* [DIRECTIONS] Your answer must be a word-for-word copy of the data.
^^^^^^^^^^^^^^^^
PR #14687, opened 2026-08-07
🩹 fix: Keep Edit Action Fully Hidden While Streaming

danny-avila:
## Summary

Follow-up to #14677. That PR stopped the row-hover reveal from un-hiding the edit button, but the pencil **still shows as a dimmed ghost** while a response is streaming.

The shared `Button` primitive sets `disabled:opacity-50`, which compiles to `.disabled\:opacity-50:disabled` — specificity **(0,2,0)**. The hidden state used a plain `opacity-0` at **(0,1,0)**. The button is `disabled` while streaming, so the disabled style won and painted the icon at half opacity.

Only two opacity rules match that button, and this is the whole bug:

```
.opacity-0                      → 0     (0,1,0)
.disabled\:opacity-50:disabled  → 0.5   (0,2,0)  ← wins
```

## Verification

Measured in Chromium against a running instance (login → send → hover the user row mid-stream):

| | computed opacity |
|---|---|
| Before | **0.5** |
| After | **0** |

The sibling Copy button still measures **1** on hover, so the reveal behavior is unchanged — only the hidden action is affected.

Confirmed separately that Tailwind 3.4.1 emits `.\!opacity-0 { opacity: 0 !important }` for the `!` prefix, so the fix is a real cascade win rather than a class that silently no-ops.

## Why the unit test missed it

`HoverButtons.spec.tsx` asserted **class names**, and jsdom applies no stylesheet — so `toHaveClass('opacity-0')` passed while the rendered pixel was 50% opaque. Class-name assertions cannot see a specificity conflict.

The test now asserts the important modifier specifically (`!opacity-0`, and *not* bare `opacity-0`), with a comment recording why. That still can't evaluate the cascade, so the honest guard for this class of bug is a computed-style assertion in Playwright — worth adding to the e2e mock suite as a follow-up if you want it.

## Test plan

- `client/src/components/Chat/Messages` — 689 tests pass.
- eslint, prettier `--check`, and `sort-imports --check` all clean on both changed files.
- Real-browser measurement above.

### DIFF
--- a/client/src/components/Chat/Messages/HoverButtons.tsx
+++ b/client/src/components/Chat/Messages/HoverButtons.tsx
@@ -98,7 +98,9 @@ const HoverButton = memo(
       !isLast &&
         isVisible &&
         'group-hover:opacity-100 group-focus-within:opacity-100 [@media(hover:hover)]:opacity-0',
-      !isVisible && 'pointer-events-none opacity-0',
+      /** `!` is load-bearing: the shared Button sets `disabled:opacity-50`, which outranks a
+       *  plain `opacity-0` and would leave a dimmed ghost of the hidden action on screen. */
+      !isVisible && 'pointer-events-none !opacity-0',
       'focus-visible:ring-2 focus-visible:ring-text-primary focus-visible:outline-none',
       isActive && isVisible && 'active text-text-primary bg-surface-hover',
       className,
--- a/client/src/components/Chat/Messages/__tests__/HoverButtons.spec.tsx
+++ b/client/src/components/Chat/Messages/__tests__/HoverButtons.spec.tsx
@@ -62,9 +62,13 @@ describe('HoverButtons edit affordance', () => {
     const editButton = renderHoverButtons(true);
 
     expect(editButton).toBeDisabled();
-    expect(editButton).toHaveClass('opacity-0', 'pointer-events-none');
+    expect(editButton).toHaveClass('pointer-events-none');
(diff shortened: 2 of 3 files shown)


danny-avila:
Added a browser-level regression guard: `e2e/specs/mock/hover-actions.spec.ts`.

**Why this needed to be an e2e test.** The Jest spec I added in #14677 passed while the bug was live in production. jsdom applies no stylesheet, so it can only assert class names — it cannot see that `.disabled\:opacity-50:disabled` (0,2,0) outranks `.opacity-0` (0,1,0). A green unit suite was precisely how the ghost pencil survived the first fix. Only a real browser resolves that cascade.

**Verified in both directions** against a real build (`npm run frontend`), not a stub:

| Build | Result |
|---|---|
| Pre-fix (`opacity-0`) | ✘ fails — `Received: "0.5"` |
| Post-fix (`!opacity-0`) | ✓ passes 3/3 with `--repeat-each=3` |

**Guards against false positives.** The spec asserts the sibling Copy action is at `opacity: 1` in the same breath as the edit button's `opacity: 0`. Without that, a hover that silently failed to register would leave everything transparent and the test would pass for the wrong reason. It also pins `Stop generating` visible, so a stream that settled early fails loudly instead of asserting the post-stream state, and it re-hovers after completion to confirm the affordance actually comes back — "hidden" must not quietly become "gone".

Uses the existing `E2E_SLOW_REPLY` mock marker (160 chunks × 35ms), so it needs no new fixtures.

danny-avila:
@codex review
^^^^^^^^^^^^^^^^
* [OUTPUT BELOW]
PR #14687, opened 2026-08-07
🩹 fix: Keep Edit Action Fully Hidden While Streaming

danny-avila:
## Summary

Follow-up to #14677. That PR stopped the row-hover reveal from un-hiding the edit button, but the pencil **still shows as a dimmed ghost** while a response is streaming.

The shared `Button` primitive sets `disabled:opacity-50`, which compiles to `.disabled\:opacity-50:disabled` — specificity **(0,2,0)**. The hidden state used a plain `opacity-0` at **(0,1,0)**. The button is `disabled` while streaming, so the disabled style won and painted the icon at half opacity.

Only two opacity rules match that button, and this is the whole bug:

```
.opacity-0                      → 0     (0,1,0)
.disabled\:opacity-50:disabled  → 0.5   (0,2,0)  ← wins
```

## Verification

Measured in Chromium against a running instance (login → send → hover the user row mid-stream):

| | computed opacity |
|---|---|
| Before | **0.5** |
| After | **0** |

The sibling Copy button still measures **1** on hover, so the reveal behavior is unchanged — only the hidden action is affected.

Confirmed separately that Tailwind 3.4.1 emits `.\!opacity-0 { opacity: 0 !important }` for the `!` prefix, so the fix is a real cascade win rather than a class that silently no-ops.

## Why the unit test missed it

`HoverButtons.spec.tsx` asserted **class names**, and jsdom applies no stylesheet — so `toHaveClass('opacity-0')` passed while the rendered pixel was 50% opaque. Class-name assertions cannot see a specificity conflict.

The test now asserts the important modifier specifically (`!opacity-0`, and *not* bare `opacity-0`), with a comment recording why. That still can't evaluate the cascade, so the honest guard for this class of bug is a computed-style assertion in Playwright — worth adding to the e2e mock suite as a follow-up if you want it.

## Test plan

- `client/src/components/Chat/Messages` — 689 tests pass.
- eslint, prettier `--check`, and `sort-imports --check` all clean on both changed files.
- Real-browser measurement above.

### DIFF
--- a/client/src/components/Chat/Messages/HoverButtons.tsx
+++ b/client/src/components/Chat/Messages/HoverButtons.tsx
@@ -98,7 +98,9 @@ const HoverButton = memo(
       !isLast &&
         isVisible &&
         'group-hover:opacity-100 group-focus-within:opacity-100 [@media(hover:hover)]:opacity-0',
-      !isVisible && 'pointer-events-none opacity-0',
+      /** `!` is load-bearing: the shared Button sets `disabled:opacity-50`, which outranks a
+       *  plain `opacity-0` and would leave a dimmed ghost of the hidden action on screen. */
+      !isVisible && 'pointer-events-none !opacity-0',
       'focus-visible:ring-2 focus-visible:ring-text-primary focus-visible:outline-none',
       isActive && isVisible && 'active text-text-primary bg-surface-hover',
       className,
--- a/client/src/components/Chat/Messages/__tests__/HoverButtons.spec.tsx
+++ b/client/src/components/Chat/Messages/__tests__/HoverButtons.spec.tsx
@@ -62,9 +62,13 @@ describe('HoverButtons edit affordance', () => {
     const editButton = renderHoverButtons(true);
 
     expect(editButton).toBeDisabled();
-    expect(editButton).toHaveClass('opacity-0', 'pointer-events-none');
+    expect(editButton).toHaveClass('pointer-events-none');
(diff shortened: 2 of 3 files shown)


danny-avila:
Added a browser-level regression guard: `e2e/specs/mock/hover-actions.spec.ts`.

**Why this needed to be an e2e test.** The Jest spec I added in #14677 passed while the bug was live in production. jsdom applies no stylesheet, so it can only assert class names — it cannot see that `.disabled\:opacity-50:disabled` (0,2,0) outranks `.opacity-0` (0,1,0). A green unit suite was precisely how the ghost pencil survived the first fix. Only a real browser resolves that cascade.

**Verified in both directions** against a real build (`npm run frontend`), not a stub:

| Build | Result |
|---|---|
| Pre-fix (`opacity-0`) | ✘ fails — `Received: "0.5"` |
| Post-fix (`!opacity-0`) | ✓ passes 3/3 with `--repeat-each=3` |

**Guards against false positives.** The spec asserts the sibling Copy action is at `opacity: 1` in the same breath as the edit button's `opacity: 0`. Without that, a hover that silently failed to register would leave everything transparent and the test would pass for the wrong reason. It also pins `Stop generating` visible, so a stream that settled early fails loudly instead of asserting the post-stream state, and it re-hovers after completion to confirm the affordance actually comes back — "hidden" must not quietly become "gone".

Uses the existing `E2E_SLOW_REPLY` mock marker (160 chunks × 35ms), so it needs no new fixtures.

danny-avila:
@codex review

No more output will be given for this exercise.